Alfred Hitchcock was never one to back away from a technical or logistical challenge, but on the 1944 production Lifeboat, he faced a problem that was particularly daunting. The film has just one extremely small location — the titular lifeboat — and nine characters, so the question for Hitchcock and his collaborators was how to make such a limited canvas visually and dramatically compelling. A screenplay by acclaimed writers John Steinbeck and Jo Swerling certainly helped generate tension, but what really gives the film its energy is an innovative visual approach, which brought Oscar nominations to both Hitchcock and his cinematographer, Glen MacWilliams, ASC.
Lifeboat’s premise allows for a classic Hitchcockian moral exploration: the eight survivors of a German bombing are stranded in a lifeboat, where they pick up a ninth passenger, a stranded Nazi. Within the confined setting, MacWilliams rarely repeats compositions or angles, which is one of the reasons the movie doesn’t feel stilted or theatrical. Another is the picture’s sophisticated manipulation of point of view, as Hitchcock and MacWilliams (who had previously collaborated on Waltzes From Vienna) employ subtle changes in lighting and camera placement that shift the viewer’s identification from one character to another. Although Lifeboat is a wartime thriller and Hitchcock was fiercely loyal to Britain and the United States, the complexity of the screenplay and the artistry on display prevent the film from becoming didactic.
MacWilliams’ black-and-white cinematography is stylish yet extremely functional; whenever he uses light to express character or theme, the light is practically motivated rather than purely self-conscious. In one shot, for example, a shadow passes over the duplicitous German’s face, emphasizing his dual nature, and it is caused by a realistic source: a sail blowing in the wind. Images like this abound in Lifeboat, and light, camera movement and content become inextricably bound to one another.

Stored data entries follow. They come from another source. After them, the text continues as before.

PR #1463, opened 2021-10-28
Stop fwtv move when not auth, refs # 12628

sbreker:
Disable fullwidth treeview drag and drop when user is unauthenticated.


js/fullWidthTreeView.js
```diff
@@ -85,7 +86,9 @@
         'open_timeout': 0,
         'drag_selection': false,
         'is_draggable': function (nodes) {
-          return nodes[0].parent !== '#';
+          return dndEnabled ?
```
jraddaoui: `return dndEnabled && nodes[0].parent !== '#';`

jraddaoui (approved):
Just one minor suggestion ;)

js/fullWidthTreeView.js
sbreker: Nice! Updated... 👍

20th Century Fox’s new DVD captures many of these images beautifully, though the disc is far from perfect. Scratches and other artifacts in the source material are particularly evident in the opening scenes, and there are minor picture flaws throughout the movie. Nevertheless, there are many striking passages in which the richness of MacWilliams’ photography is impeccably captured, particularly in scenes where he uses extreme contrast to convey the moral ambiguity of the characters.
The use of sound in Lifeboat is every bit as impressive as the visuals, and in some ways extremely audacious for a Hollywood studio film of that era. The filmmakers eschewed a traditional score in favor of a dense combination of overlapping dialogue, ambient noise, and silence — in fact, some of the most dramatic moments in the picture are distinguished by a nearly total lack of sound. The DVD’s monaural soundtrack preserves the intricate sound design with clarity and precision, and an equally strong stereo mix is featured as well.
An outstanding audio commentary is provided by film-studies professor Drew Casper, who combines biography, historical context and aesthetic analysis. Even avowed Hitchcock scholars will gain new insights and learn new facts from Casper’s thorough investigation of what he unhesitatingly calls one of Hitchcock’s masterworks.
Casper’s insights are complemented and expanded upon by a 20-minute documentary, “The Theater of War,” in which he is interviewed along with Hitchcock’s daughter and granddaughter. The featurette is brief but informative, and allows viewers a look at the tank on the Fox lot where the entire film was shot. Steinbeck scholar Robert Demott provides a bit of background on Steinbeck’s role in the production. (Contemporary viewers may be surprised to learn that Lifeboat was not particularly popular at the time of its release because many misinterpreted its political stance.) A theatrical trailer and gallery of photos complete the supplements.